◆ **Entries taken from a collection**
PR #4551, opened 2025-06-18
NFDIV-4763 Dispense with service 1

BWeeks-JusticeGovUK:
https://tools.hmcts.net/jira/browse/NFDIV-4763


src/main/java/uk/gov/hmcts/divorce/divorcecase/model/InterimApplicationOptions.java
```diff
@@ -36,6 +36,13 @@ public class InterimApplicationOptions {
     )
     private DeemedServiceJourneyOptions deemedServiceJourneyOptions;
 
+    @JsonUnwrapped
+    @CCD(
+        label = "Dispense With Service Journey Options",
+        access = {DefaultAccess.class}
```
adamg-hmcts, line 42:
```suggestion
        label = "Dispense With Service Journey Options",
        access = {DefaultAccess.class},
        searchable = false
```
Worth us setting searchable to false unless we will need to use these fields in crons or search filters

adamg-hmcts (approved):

◆ **INSTRUCTIONS FOR THE TASK**
What is wanted is the full set of entries above, reproduced exactly.

◆ **RESULT**
PR #4551, opened 2025-06-18
NFDIV-4763 Dispense with service 1

BWeeks-JusticeGovUK:
https://tools.hmcts.net/jira/browse/NFDIV-4763


src/main/java/uk/gov/hmcts/divorce/divorcecase/model/InterimApplicationOptions.java
```diff
@@ -36,6 +36,13 @@ public class InterimApplicationOptions {
     )
     private DeemedServiceJourneyOptions deemedServiceJourneyOptions;
 
+    @JsonUnwrapped
+    @CCD(
+        label = "Dispense With Service Journey Options",
+        access = {DefaultAccess.class}
```
adamg-hmcts, line 42:
```suggestion
        label = "Dispense With Service Journey Options",
        access = {DefaultAccess.class},
        searchable = false
```
Worth us setting searchable to false unless we will need to use these fields in crons or search filters

adamg-hmcts (approved):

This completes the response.